Fraud Intelligence Service — Testing Strategy
Version: 1.0 Status: Draft Owner: Trust and Safety + Quality Engineering Last Updated: 2026-04-21 Companion: APPLICATION_LOGIC · AI_INTEGRATION · FAILURE_MODES
1. Test Pyramid
┌────────────────────────────┐
│ E2E (5–8 flows) │ Playwright + k6 smoke
├────────────────────────────┤
│ Model Evaluation Suite │ AUC/F1/precision/recall
│ (frozen + adversarial) │ fairness audit per cohort
├────────────────────────────┤
│ Contract (Pact + Schema) │ gRPC, REST, NATS event
├────────────────────────────┤
│ Integration (80+) │ Real PG + ClickHouse + Redis + NATS + mock Triton
├────────────────────────────┤
│ Unit (300+) │ Feature transformers, score normaliser, scorers, pattern matchers
└────────────────────────────┘
Coverage targets:
- Domain layer: ≥ 90% line, ≥ 85% branch
- Application layer: ≥ 85% line, ≥ 80% branch
- Infrastructure / adapters: ≥ 70% line
- Overall: ≥ 85% line, ≥ 80% branch (aggregated)
- Model evaluation: AUC, precision, recall, fairness, adversarial recall — per AI_INTEGRATION §3 acceptance metrics
2. Unit Tests
2.1 Feature transformers
Framework: pytest (Python workers) + Jest (NestJS API)
# tests/unit/features/test_ait_transformer.py
class TestAitFeatureTransformer:
def test_synthetic_ait_campaign_signature(self):
# Synthetic 5-min window with classic AIT pattern
df = build_synthetic_window(
submit_count=42100, dlr_success_rate=0.18,
unique_dst_msisdns=39822, repeated_body_ratio=0.97,
tenant_age_days=7
)
x = AitFeatureTransformer().transform(df)
assert x.shape == (1, 12)
assert x[0, FEATURES.index('dlr_success_rate')] == pytest.approx(0.18)
def test_imputation_zero_for_unique_sender_ids_when_null(self):
df = build_synthetic_window(unique_sender_ids=None)
x = AitFeatureTransformer().transform(df)
assert x[0, FEATURES.index('unique_sender_ids')] == 1 # imputation policy
def test_feature_set_hash_deterministic(self):
h1 = AitFeatureTransformer().feature_set_hash
h2 = AitFeatureTransformer().feature_set_hash
assert h1 == h2
def test_feature_set_hash_changes_on_schema_change(self):
h1 = AitFeatureTransformer().feature_set_hash
AitFeatureTransformer.FEATURE_NAMES = [*AitFeatureTransformer.FEATURE_NAMES, 'extra']

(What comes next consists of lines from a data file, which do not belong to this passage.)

PR #3824, opened 2022-05-04
feat: track Twilio metrics to DataDog

timotheeg:
## Problem
We need to be able to diagnose Twilio errors early by having a clear view into Twilio API usage, callbacks, and success/errors in both cases.

## Solution
Report real time counters of Twilio stats under the metrics:
* `vendor.twilio.sms.send`
* `vendor.twilio.sms.update`

Note that this is a PR for develop to be released to production asap.

### DIFF
--- a/src/app/services/sms/sms.service.ts
+++ b/src/app/services/sms/sms.service.ts
@@ -7,6 +7,7 @@ import Twilio from 'twilio'
 import { isPhoneNumber } from '../../../../shared/utils/phone-num-validation'
 import { AdminContactOtpData, FormOtpData } from '../../../types'
 import config from '../../config/config'
+import { statsdClient } from '../../config/datadog-statsd-client'
 import { createLoggerWithLabel } from '../../config/logger'
 import getFormModel from '../../models/form.server.model'
 import {
@@ -49,6 +50,9 @@ const secretsManager = new SecretsManager({ region: config.aws.region })
 export const twilioClientCache = new NodeCache({
   deleteOnExpire: true,
   stdTTL: 10,
+})
+const ddClient = statsdClient.childClient({
+  prefix: 'vendor.twilio.',
 })
 
 /**
@@ -212,7 +216,17 @@ const sendSms = (
     },
   )
     .andThen(({ status, sid, errorCode, errorMessage }) => {
+      const ddTags = {
+        // msgsrvcsid: msgSrvcSid,
+        smsstatus: status,
+        errorcode: '0',
+      }
+
       if (!sid || errorCode) {
+        if (errorCode) {
+          ddTags.errorcode = `${errorCode}`
+        }
+
         logger.error({
           message: 'Encountered error code or missing sid after sending SMS',
           meta: {
@@ -222,6 +236,8 @@ const sendSms = (
             errorMessage,
           },
         })
+
+        ddClient.increment('sms.send', 1, 1, ddTags)
 
         // Invalid number error code, throw a more reasonable error for error
         // handling.
@@ -236,6 +252,8 @@ const sendSms = (
               }),
         )
       }
+
+      ddClient.increment('sms.send', 1, 1, ddTags)
 
       // No errors.
       logger.info({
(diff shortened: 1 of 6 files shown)


src/app/services/sms/sms.service.ts
```diff
@@ -50,6 +51,9 @@ export const twilioClientCache = new NodeCache({
   deleteOnExpire: true,
   stdTTL: 10,
 })
+const ddClient = statsdClient.childClient({
+  prefix: 'vendor.twilio.',
```
karrui, line 55: nit: should we extract this? wary of magic strings. Also suggest renaming to `DD_CLIENT` since it's a top-level constant

src/app/services/sms/sms.service.ts
```diff
@@ -212,7 +216,17 @@ const sendSms = (
     },
   )
     .andThen(({ status, sid, errorCode, errorMessage }) => {
+      const ddTags = {
+        // msgsrvcsid: msgSrvcSid,
```
karrui, line 220: any reason why this is commented out?

src/app/services/sms/sms.service.ts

h2 = AitFeatureTransformer().feature_set_hash
assert h1 != h2
2.2 Score normaliser
class TestFraudScoreNormaliser:
@pytest.mark.parametrize('raw,expected_tier', [
(0.05, 'SAFE'), (0.20, 'WATCH'), (0.50, 'RISKY'), (0.85, 'HIGH_RISK')
])
def test_tier_boundaries(self, raw, expected_tier):
assert tier_for_score(raw) == expected_tier
def test_no_signals_returns_probation(self):
result = compute_tenant_score(tenant_id='tnt_new', detections=[], signals=[])
assert result.tier == 'PROBATION' and result.score == 0.5
2.3 Detection emitters and pattern matchers
describe('AitDetectionEmitter', () => {
it('emits HIGH event for score >= 0.85', async () => {
const emitted = await sut.emit({ score: 0.94, ... });
expect(emitted.subject).toBe('fraud.detected.ait.v1');
});
it('opens case for 0.6 <= score < 0.85', async () => {
await sut.emit({ score: 0.72, ... });
expect(caseRepo.created).toHaveBeenCalledWith({ status: 'PENDING_REVIEW', ... });
});
it('logs only for score < 0.6', async () => {
await sut.emit({ score: 0.45, ... });
expect(natsPublish).not.toHaveBeenCalled();
expect(caseRepo.created).not.toHaveBeenCalled();
});
it('suppresses detection when subject is on allowlist', async () => {
allowlist.contains.mockReturnValue(true);
const emitted = await sut.emit({ subjectId: 'tnt_bank', ... });
expect(emitted.enforcementStatus).toBe('SUPPRESSED');
});
});
2.4 Case workflow & separation of duties
describe('CaseDecisionService', () => {
it('rejects decide call when openedBy === decidedBy', async () => {
const c = await caseRepo.create({ openedBy: 'user_alice', ... });
await expect(sut.decide(c.caseId, 'user_alice', { decision: 'CONFIRM_FRAUD', reason: '…' }))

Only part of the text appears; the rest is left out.